Copy the listing exactly. Omit nothing.

----------------

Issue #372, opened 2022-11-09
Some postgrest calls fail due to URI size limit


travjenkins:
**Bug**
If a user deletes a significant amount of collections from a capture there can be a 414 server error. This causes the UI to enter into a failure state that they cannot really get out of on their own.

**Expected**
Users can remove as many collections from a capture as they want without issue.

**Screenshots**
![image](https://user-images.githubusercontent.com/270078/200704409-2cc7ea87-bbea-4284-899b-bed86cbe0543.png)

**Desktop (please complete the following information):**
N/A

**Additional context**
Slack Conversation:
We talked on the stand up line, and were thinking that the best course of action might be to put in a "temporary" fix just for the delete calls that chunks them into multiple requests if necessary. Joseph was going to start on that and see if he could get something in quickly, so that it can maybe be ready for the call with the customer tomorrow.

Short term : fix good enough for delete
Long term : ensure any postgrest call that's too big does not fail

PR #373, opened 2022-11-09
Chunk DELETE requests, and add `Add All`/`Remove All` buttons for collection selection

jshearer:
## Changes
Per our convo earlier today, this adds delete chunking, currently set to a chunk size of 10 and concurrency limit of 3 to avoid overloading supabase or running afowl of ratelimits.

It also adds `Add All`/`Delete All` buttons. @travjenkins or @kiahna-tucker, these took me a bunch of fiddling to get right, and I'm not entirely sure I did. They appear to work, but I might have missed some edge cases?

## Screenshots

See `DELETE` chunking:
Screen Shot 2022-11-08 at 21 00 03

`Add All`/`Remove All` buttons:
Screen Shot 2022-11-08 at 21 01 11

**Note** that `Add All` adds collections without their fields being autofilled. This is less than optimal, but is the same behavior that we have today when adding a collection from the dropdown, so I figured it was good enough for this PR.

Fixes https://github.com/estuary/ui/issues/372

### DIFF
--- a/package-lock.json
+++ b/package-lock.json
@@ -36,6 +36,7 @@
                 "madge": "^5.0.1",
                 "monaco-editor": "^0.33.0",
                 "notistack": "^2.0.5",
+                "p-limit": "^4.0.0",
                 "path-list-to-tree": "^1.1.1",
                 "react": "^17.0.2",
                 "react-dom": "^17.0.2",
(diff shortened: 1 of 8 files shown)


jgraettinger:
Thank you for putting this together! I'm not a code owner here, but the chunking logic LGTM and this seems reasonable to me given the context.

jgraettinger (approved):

----------------

» Result below:
Issue #372, opened 2022-11-09
Some postgrest calls fail due to URI size limit


travjenkins:
**Bug**
If a user deletes a significant amount of collections from a capture there can be a 414 server error. This causes the UI to enter into a failure state that they cannot really get out of on their own.

**Expected**
Users can remove as many collections from a capture as they want without issue.

**Screenshots**
![image](https://user-images.githubusercontent.com/270078/200704409-2cc7ea87-bbea-4284-899b-bed86cbe0543.png)

**Desktop (please complete the following information):**
N/A

**Additional context**
Slack Conversation:
We talked on the stand up line, and were thinking that the best course of action might be to put in a "temporary" fix just for the delete calls that chunks them into multiple requests if necessary. Joseph was going to start on that and see if he could get something in quickly, so that it can maybe be ready for the call with the customer tomorrow.

Short term : fix good enough for delete
Long term : ensure any postgrest call that's too big does not fail

PR #373, opened 2022-11-09
Chunk DELETE requests, and add `Add All`/`Remove All` buttons for collection selection

jshearer:
## Changes
Per our convo earlier today, this adds delete chunking, currently set to a chunk size of 10 and concurrency limit of 3 to avoid overloading supabase or running afowl of ratelimits.

It also adds `Add All`/`Delete All` buttons. @travjenkins or @kiahna-tucker, these took me a bunch of fiddling to get right, and I'm not entirely sure I did. They appear to work, but I might have missed some edge cases?

## Screenshots

See `DELETE` chunking:
Screen Shot 2022-11-08 at 21 00 03

`Add All`/`Remove All` buttons:
Screen Shot 2022-11-08 at 21 01 11

**Note** that `Add All` adds collections without their fields being autofilled. This is less than optimal, but is the same behavior that we have today when adding a collection from the dropdown, so I figured it was good enough for this PR.

Fixes https://github.com/estuary/ui/issues/372

### DIFF
--- a/package-lock.json
+++ b/package-lock.json
@@ -36,6 +36,7 @@
                 "madge": "^5.0.1",
                 "monaco-editor": "^0.33.0",
                 "notistack": "^2.0.5",
+                "p-limit": "^4.0.0",
                 "path-list-to-tree": "^1.1.1",
                 "react": "^17.0.2",
                 "react-dom": "^17.0.2",
(diff shortened: 1 of 8 files shown)


jgraettinger:
Thank you for putting this together! I'm not a code owner here, but the chunking logic LGTM and this seems reasonable to me given the context.

jgraettinger (approved):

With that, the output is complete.